“Age cannot wither her, nor custom stale / Her infinite variety,” the famous lines from William Shakespeare’s Antony and Cleopatra that describes the legendary beauty of Cleopatra. What is it about these lines that resonate with us?
40ssss! It seems so easy breezy now. I am happy, I feel fab. I have cracked the code, nailed it!!
I have embraced the 40s and I feel great. I am financially more solvent. Folks have stopped bothering me about my marriage plans. Maybe, they have given up on me and it suits me perfectly. I can go on with my life without having to frame polite responses to the very intrusive questions posed mostly by distant aunts and neighbours. “My Babli just had her second child. Her husband bought a Merc. So, when are you planning to settle down? You are seeing somebody I am sure?” While I would try to smile and say politely “I am already settled aunty, in my job and career,” my angry heart would yell out, “Well your Babli rides her husband’s Merc, while I drive around in my own car.” After a while, these questions stopped bothering me.

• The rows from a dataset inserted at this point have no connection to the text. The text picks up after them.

PR #1201, opened 2023-08-04
Remove/detect empty media extractor directory

overhacked:
If the media extraction fails, try to remove an empty media directory,
ignoring any errors. When retrying extractors (e.g. `--update`), detect
an empty media directory and run the extractor; recovers from failed
media extractions prior to this commit.

### DIFF
--- a/archivebox/extractors/media.py
+++ b/archivebox/extractors/media.py
@@ -26,7 +26,9 @@ def should_save_media(link: Link, out_dir: Optional[Path]=None, overwrite: Optio
         return False
 
     out_dir = out_dir or Path(link.link_dir)
-    if not overwrite and (out_dir / 'media').exists():
+    media_dir = out_dir / 'media'
+    media_dir_has_files = media_dir.exists() and any(media_dir.iterdir())
+    if not overwrite and media_dir_has_files:
         return False
 
     return SAVE_MEDIA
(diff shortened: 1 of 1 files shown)


archivebox/extractors/media.py
```diff
@@ -26,7 +26,9 @@ def should_save_media(link: Link, out_dir: Optional[Path]=None, overwrite: Optio
         return False
 
     out_dir = out_dir or Path(link.link_dir)
-    if not overwrite and (out_dir / 'media').exists():
+    media_dir = out_dir / 'media'
+    media_dir_has_files = media_dir.exists() and any(media_dir.iterdir())
```
pirate, line 30:
```suggestion
    media_dir_has_files = media_dir.exists() and any(filename for filename in media_dir.iterdir() if not filename.startswith('.'))
```
Should we exclude `.DS_Store` files and other hidden temp files here?

pirate:
after further review I realize the original design was intentional. The empty directory was being used as a record of the "tried to extract media but none was found" state. I don't necessarily want to retry youtube-dl on every URL that produces no media, as many URLs legitimately contain no media and don't need to be retried potentially hundreds of times (every time `archivebox update` is run in the future).

Is there some way we can differentiate a transient failure that might be fixed later vs a hard fail like "no media could possibly be found on this URL and it's highly unlikely that any might be found in the future".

But trust me it hasn’t always been easy. It did take me a while to admit even to myself that I was turning 40. The first flush of youth, that I kind of took for granted, is over and I am entering a more mature phase in my life. I still remember when the neighbourhood grocery delivery boy called me aunty, I was shocked. I would have strangled him if I could, instead, I maintained a stunned silence. When my hairdresser casually mentioned, “You seem to be greying Ma’am,” I wanted to snatch his pair of scissors and chop off his ponytail. And then, when the grey streaks started showing up adamantly, I did get upset for a while. Finally, I streaked my hair red. To hell with the greys!
Mid-30s were probably the most difficult. I suddenly felt time was running out. I often pondered upon how life was passing by and I have done nothing worthwhile. Wallowing self-pity would engulf me from time to time. Fear of dying alone would keep me awake at night. I somehow blamed myself for the fact that I didn’t have a ‘special someone’ in my life. “Should I marry the next guy I meet?”, was the question I constantly asked myself.
One evening, while I was pouring my heart out to a friend who was on a sabbatical after having her second child, she looked at me enviously and said, “You are financially independent, you do whatever you like, go wherever you want. What more do you need?” Sounding a little exasperated she added, “Look at me! Even stepping out for a cup of coffee is a challenge,” Maybe it was me raving and ranting, maybe the baby girl wailing on and off, got on her nerves.
Driving back that evening I thought about what she said. My life seemed so much better compared to many people around me. I could get up in the morning and go for a walk or get up just early enough to reach office on time. In the evening I could meet a friend for a coffee or a drink, or just curl up in the bed with a book. I cooked when I wanted, what I wanted. My house was always in order. No toys or shoes lying here and there. Don’t get me wrong, I am not belittling conjugal bliss or motherhood. My friends’ amazing kids somewhat take care of my maternal needs. I am the cool aunt who gets to do all the fun things.
When I look back at the nervous 21-year-old taking a DTC bus for her first job interview, the girl confidently driving to her own apartment certainly seems to have come a long way. Once I realized what I achieved, learned to look at the positives, I was freed from the occasional sense of panic or rush to complete the accomplished tasks. I decided to enjoy what I have instead of fretting over what I may not have. The approaching 40s didn’t look all that scary, instead, I looked forward to the years that lay ahead of me and what they may have in store. Having a supportive family and amazing friends certainly helped!
I recently came across an old clip where Simi Grewal was interviewing late Dev Anand. On being asked about aging the evergreen star said that he doesn’t feel old at all. “I still feel 20, I have only matured.”
I feel better than I felt in my 20s, the passing years have made me wiser and happier. I have learnt to love and appreciate myself and that feels great! Of course, the lush green has somewhat mellowed. But who wants to be evergreen when there are so many colours to look forward to – the yellows and the reds, the beautiful orange of the autumn or the serene white of the winter!
Junction 40, with so many choices, winding lanes and rich hues is probably the most exciting junction where I stopped a while to ponder!!